Mounties were first alerted to the forced entry at about 2:30 a.m. last Tuesday, March 26. Several windows were broken and “multiple rooms were ransacked” during the break-in, police said. Investigators believe more than one person was involved and said one of the suspects may have cut their hand or arm during the incident.

Police continue to investigate and are working with school officials to determine what, if anything, was stolen.

“It’s really disappointing that this happened,” said Chris Nicholson, assistant superintendent for School District 48 in a statement that was relayed to Pique. “We’re happy that no one was hurt, and ask anyone who has any information, to contact the RCMP.”

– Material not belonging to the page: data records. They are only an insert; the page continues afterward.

Issue #7307, opened 2026-02-09
Support for preserving package source code


star-hengxing:
### Is your feature request related to a problem? Please describe.

In the early days of xmake, package source code was preserved by default after building. However, because some users felt it took up too much disk space, we stopped retaining it. After various discussions, currently only `debug` packages will keep the source code:
```lua
add_requires("zlib", {debug = true})
```

- In practice, many senior developers want to inspect library source code to look up APIs and their implementations; currently, they can only do this via a web browser or by cloning the repository manually.
- In the era of LLMs, preserving source code is also beneficial for AI agents to perform queries.

### Describe the solution you'd like

We can introduce a new policy, such as `package.keep.source`, to give users the option to preserve library source code and have build systems that support `compile_commands.json` generate it by default.

For example, when this policy is enabled, we could pass `-DCMAKE_EXPORT_COMPILE_COMMANDS=ON` along with the Ninja/Make generators to CMake.

If an unsupported build system or generator is used, we could consider integrating this project in the future: https://github.com/clice-io/catter

waruqi:
https://github.com/xmake-io/xmake/pull/7309

PR #7309, opened 2026-02-10
keep package source

waruqi:
https://github.com/xmake-io/xmake/issues/7307


luadebug:
Is the idea of issue is to keep source next to project directory but not next to Downloads folder?

waruqi:
> Is the idea of issue is to keep source next to project directory but not next to Downloads folder?

keep `~/.xmake/cache/packages/2602/s/xxx/version/source/`

PR #7322, opened 2026-02-14
hide configfile print behind verbose flag

qudix:
- side note: there should probably be a `vcprint` function like `vprint` but for color

### DIFF
--- a/xmake/actions/config/configfiles.lua
+++ b/xmake/actions/config/configfiles.lua
@@ -362,7 +362,9 @@ function _generate_configfile(srcfile, dstfile, fileinfo, targets, preprocessors
     end
 
     -- trace
-    cprint("generating %s ... ${color.success}${text.success}", srcfile)
+    if option.get("verbose") then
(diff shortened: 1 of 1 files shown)


waruqi:
Why? we shouldn't hide it.

qudix:
it prints every time, even when nothing about the config files or the configuration has changed. also the first cprint at the beginning is already hidden, and as this is just the confirmation that that one succeeded, it would make sense to have them together

qudix:
I do see now that the whole function is gated behind a `on_depends`, but I'm not sure why it thinks the source file is changing every time I run any `xmake` command, every when spamming it. i don't think I'm doing anything special?

image

waruqi:
you can debug https://github.com/xmake-io/xmake/blob/821545f6a78188e733b0abe84cdfcb6d07c9e082/xmake/modules/core/project/depend.lua#L96

qudix:
i did some further testing and it only stopped after i reboot my machine, haven't been able to reproduce since...

i'll close this for now and re-open if it's not just a fluke

Issue #7328, opened 2026-02-17
Incremental build of Qt app on macOS takes too long


serhii-olendarenko-dxc:
### Xmake Version

v3.0.7+20260210

### Operating System Version and Architecture

macOS 15.5

### Describe Bug

I've created a simple app via `xmake create -t qtquick.app`.
The problem is that **every time** I make even the smallest change in QML, all the Qt dependencies get redeployed:
```console
> timeit { xmake build }
[ 27%]: compiling.qt.qrc src/qml.qrc
[ 40%]: linking.release qml-example
[ 54%]: generating.qt.app qml-example.app
[100%]: build ok, spent 196,991s
3min 17sec 196ms 908µs 500ns
```

### Expected Behavior

If the build is incremental, it should be incremental, i.e., rebuild only the things that have to be rebuilt.

### Project Configuration

```lua
add_rules("mode.debug", "mode.release")

target("qml-example")
    add_rules("qt.quickapp")
    add_headerfiles("src/*.h")
    add_files("src/*.cpp")
    add_files("src/qml.qrc")
```

### Additional Information and Error Logs

The reason is that Xmake calls `macdeployqt` with `-always-overwrite` key. I'm not sure why and when it was added (or maybe Qt changed the behavior of this switch on their side), but this makes the development intolerable.

waruqi:
you can try this patch. https://github.com/xmake-io/xmake/pull/7329

I have no time and qt env to test it.

PR #7329, opened 2026-02-18
improve qt deploy for macapp

waruqi:
https://github.com/xmake-io/xmake/issues/7328

### DIFF
--- a/xmake/rules/qt/deploy/macosx.lua
+++ b/xmake/rules/qt/deploy/macosx.lua
@@ -166,7 +166,10 @@ function main(target, opt)
     end
 
     -- do deploy
-    local argv = {target_app, "-always-overwrite"}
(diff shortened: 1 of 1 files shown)


GooRoo:
While the build with this code is faster for sure, gemini is right: at least `Frameworks` and `Resources` in the app bundle are cleaned up every time.

waruqi:
> While the build with this code is faster for sure, gemini is right: at least `Frameworks` and `Resources` in the app bundle are cleaned up every time.

No, we have to remove the .app file and redeploy every time, otherwise it will affect many things, including symbolic links and installation files.

If some files are removed in add_installfiles/add_headerfiles, this can cause some unnecessary files to be incorrectly retained.

GooRoo:
Okay then.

Tips on this incident can be sent to the Whistler RCMP at 604-932-3044, or contact Sea to Sky Crime Stoppers at 1-800-222-8477 or solvecrime.ca to remain anonymous.

Pemberton man assaults officer, damages cruiser following bar fight, police say

A 22-year-old Pemberton man is facing multiple charges after he allegedly assaulted an officer and damaged a police cruiser following a bar fight last week.

At about 11 p.m. last Tuesday, March 26, Pemberton RCMP responded to a report of a fight that had broken out at a bar in the 7400 block of Frontier Street. Soon after officers arrived on scene, they learned that the suspect had reportedly struck another patron with a glass object prior to being removed from the bar.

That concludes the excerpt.